Nothing in the store is MPAS- or MIEM-specific. Tier 2 is keyed on an abstract target-grid descriptor (a SCRIP/ESMF grid + hash) that each per-grid store embeds — sourced from the model's own grid file (MPAS static.nc, WRF geo_em, CAM-FV, …) but stored model-agnostically; the remap engine handles structured, unstructured, and cubed-sphere grids alike. Speciation stays with the consumer, so the store is mechanism-agnostic too.

The contract

In: an inventory set (per sector), a target-grid descriptor (SCRIP/ESMF), a time window, a remap method, and the declared units + calendar. Out: a derived store of remapped per-cell flux — kept per sector and per species, with a lev dimension where the inventory has one — plus a manifest carrying provenance and mass-budget diagnostics. The store holds inventory species; mapping to a chemical mechanism is the consumer's job — MIEM applies the configured inventory→mechanism species map at runtime and combines sources HEMCO-style. MIEM is one consumer of many — WRF-Chem, CAM-chem, or a GOCART-2G host could read the same store, directly or via a netCDF export.

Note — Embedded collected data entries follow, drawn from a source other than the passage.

PR #1865, opened 2020-09-29
Remove foreign keys on facility table from User table

vinaysshenoy:
`FacilitySync` currently uses 'Insert or Replace' when we save facilities into the local database during sync. However, the implementation of this in SQLite ends up triggering a DELETE on conflict and then an insertion.

A consequence of this is that any other table that has a foreign key reference to the facility table will end up getting deleted if a row in the facility table is replaced that has a reference to this row.

This commit removes the foreign key reference on the facility table from the user table and we will rely on the flow in the application logic to ensure that facilities are present.


msasikanth (approved):
LGTM

PR #4041, opened 2022-06-29
Ignore `ReportsModel#reportsContent` on parcel

msasikanth:
Since `ReportsModel#reportsContent` is a HTML string, the size can vary significantly depending on how much data it has. Since the parcel limit is shared across transactions in a process. It's not ideal to save huge data into parcel. Instead of saving and restoring the data in reports screen, we can fetch it from DB on restore to avoid this issue. 

You can use [this](git@github.com:guardian/toolargetool.git) tool to check how much space each transaction operation is taking.

### DIFF
--- a/CHANGELOG.md
+++ b/CHANGELOG.md
@@ -15,6 +15,7 @@
 - Increase overdue search query text field debounce time
 - Add remote key for overdue search feature flag
 - Fix `JSONDataException` when parsing the drug stock response
+- Ignore `ReportsModel#reportsContent` on parcel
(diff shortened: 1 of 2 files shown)


msasikanth:
* master
  * **PR #4041** <a href="https://app.graphite.dev/github/pr/simpledotorg/simple-android/4041" target="_blank">Graphite</a>  👈

This comment was auto-generated by [Graphite](https://app.graphite.dev/github/pr/simpledotorg/simple-android/4041?utm_source=stack-comment).

janhavisinghh (approved):

PR #4064, opened 2022-07-08
Show a checkbox when select overdue patients feature flag is enable

janhavisinghh:
https://app.shortcut.com/simpledotorg/story/8628/show-a-checkbox-when-select-overdue-patients-feature-flag-is-enable

### DIFF
--- a/app/src/main/res/layout/list_item_overdue_patient.xml
+++ b/app/src/main/res/layout/list_item_overdue_patient.xml
@@ -19,9 +19,24 @@
       android:id="@+id/patientGenderIcon"
       android:layout_width="wrap_content"
       android:layout_height="wrap_content"
+      android:visibility="gone"
+      app:layout_constraintEnd_toStartOf="@id/patientNameTextView"
       app:layout_constraintStart_toStartOf="parent"
       app:layout_constraintTop_toTopOf="parent"
       tools:src="@drawable/ic_patient_female" />
+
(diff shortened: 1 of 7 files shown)


app/src/main/res/layout/list_item_overdue_patient.xml
```diff
@@ -23,6 +23,18 @@
       app:layout_constraintTop_toTopOf="parent"
       tools:src="@drawable/ic_patient_female" />
 
+    <com.google.android.material.checkbox.MaterialCheckBox
+      android:id="@+id/checkbox"
+      android:layout_width="wrap_content"
+      android:layout_height="wrap_content"
+      android:layout_marginEnd="@dimen/spacing_12"
+      android:minWidth="@dimen/spacing_0"
+      android:minHeight="@dimen/spacing_0"
```
msasikanth, line 32: Why are we setting the `minWidth` and `minHeight` here?  I don't think we need it?

msasikanth (changes requested):
See inline comments

app/src/main/res/layout/list_item_overdue_patient.xml
janhavisinghh: Because there is some extra padding by default in the checkbox for at the end sending a scree shot in dm

msasikanth (approved):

4Open questions — build-time decisions

Conceptually settled above; these are implementation choices deferred to the build tool, noted here so they aren't mistaken for solved.

Deferred

Single-builder election (thundering herd). "Check-or-build" must keep N concurrent ranks from all rebuilding the same store. Options: rank-0-builds + barrier within an MPI job; an O_CREAT|O_EXCL lockfile / lease with stale-lock recovery across independent jobs. Atomic rename gives isolation, not coordination.
Unstructured cell ordering for windowed reads. To make a bbox read selective on a 1-D nCells array, Tier-2 cells would be permuted into a locality-preserving (space-filling-curve) order and chunked along it, with a bbox→chunk index built from the embedded cell coordinates. Moot for global runs.
Schema migration. When the store layout or manifest schema changes, the format version drives a documented migration path rather than an undefined read failure.
Temporal profiles — store-provided or host-owned? The consumer (MIEM) interpolates in time but does not apply diurnal / weekly / seasonal scaling profiles. Since the store owns the time dimension, it could provide them directly — either carry a base flux + normalized profile arrays (the consumer multiplies) or bake higher-resolution flux at build time. Local-time alignment is cheap: the store already carries each cell's longitude, so the UTC→local offset is just a per-cell attribute (≈ lon/15 h) and diurnal profiles apply in local solar time by convention (no time-zone or DST database). The open part is the policy: store-supplied profiles vs. host-owned.